The Liberals are proposing to send $300 per week to workers who find themselves off the job because of a “COVID-19-related public health lockdown in their region” between now and spring 2022.

Those payments would be retroactive to Oct. 24 when the Liberals let a pandemic-era benefit for the unemployed expire. The Canada Recovery Benefit’s siblings — sickness and caregiver benefits — would each get revived after expiring this past weekend with two more weeks of eligibility until May 7.

Wage and rent subsidies for businesses would be more generous and targeted over that same period to still-hurting tourism, culture and hospitality sectors, as well as a long list of establishments like movie theatres, arcades, casinos and gyms. 

All would need to prove a deep and prolonged revenue loss to qualify.

Dan Kelly, president of the Canadian Federation of Independent Business, praised the extended list of eligible companies, but said the high bar for revenue losses would leave out too many small businesses.

Similarly, Restaurants Canada asked the Liberals to lower the revenue-loss requirement over worries that many financially viable operations won’t survive the pandemic.

“We have been asking for months for sector-specific support and we just got a small portion of what we asked,” said Olivier Bourbeau, the association’s vice-president of federal and Quebec affairs.

The government also wants to extend to May a hiring credit for companies that add to their payrolls by boosting wages, rehiring laid-off workers or new hires. The credit doesn’t require as deep a revenue loss to qualify.

The Liberals say the economy is no longer in the same crisis that gripped the country at the onset of the pandemic when three million jobs were lost over March and April of 2020. 

Employment has since rebounded to pre-pandemic levels, although the ranks of Canada’s unemployed, including those who have been without a job for six months or more, remain higher than prior to COVID-19. 

The mix of high unemployment and labour shortages helps explain why the government wants to target aid, hoping it jump-starts job hiring. 

An analysis of survey data by job-posting site Indeed found more respondents were actively looking for work last month compared to July, August and September, and most described their search as “urgent.” 

Indeed senior economist Brendon Bernard wrote that urgent job searches are usually linked to financial difficulties, suggesting the findings may be an early warning of strain for households.

The minority Liberals estimate the new aid package would cost $7.4 billion, and the government needs parliamentary approval to spend the money.

The Conservatives and Bloc Québécois separately on Tuesday suggested they may support the bill — the former because benefits will go where needed most, the latter because it would mean help for cultural workers.

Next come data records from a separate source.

PR #678, opened 2022-01-07
fix: use safe containers only in dev mode

ivan-aksamentov:
Since introduction of `safe_vector`, `safe_string` and `save_string_view` classes in  https://github.com/nextstrain/nextclade/pull/671 and https://github.com/nextstrain/nextclade/pull/672, we've observed slowdown on master branch compared to the previous release.

Despite the safe containers being thin wrappers around std containers, they might have introduced an unwanted copy or function call, or perhaps overload resolution does not work the same way and less efficient code is generated.

In any case, these containers are only useful during debugging, so let's conditionally compile them only in debug mode, and alias to std containers in release builds.

### DIFF
--- a/packages/common/include/common/safe_string.h
+++ b/packages/common/include/common/safe_string.h
@@ -1,18 +1,21 @@
 #pragma once
 
+#include <string>
+
+#include "safe_string_view.h"
+
+#if !defined(NDEBUG)
+
 #pragma clang diagnostic push
 #pragma ide diagnostic ignored "OCUnusedStructInspection"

NDP Leader Jagmeet Singh said Tuesday his party couldn’t support a bill that would cut help for workers, adding that he wants the government to reverse drops in income-tested benefits for low-income seniors and families who received aid last year.

That aid boosted their incomes, and have found their old age and child benefit payments have declined in value. 

In a letter Wednesday, NDP finance critic Daniel Blaikie asked House Speaker Anthony Rota to allow an emergency debate on the issue to press the government on a plan to help “these financially vulnerable Canadians before they lose their home.” 

During question period, Prime Minister Justin Trudeau said ministers were looking into the issue.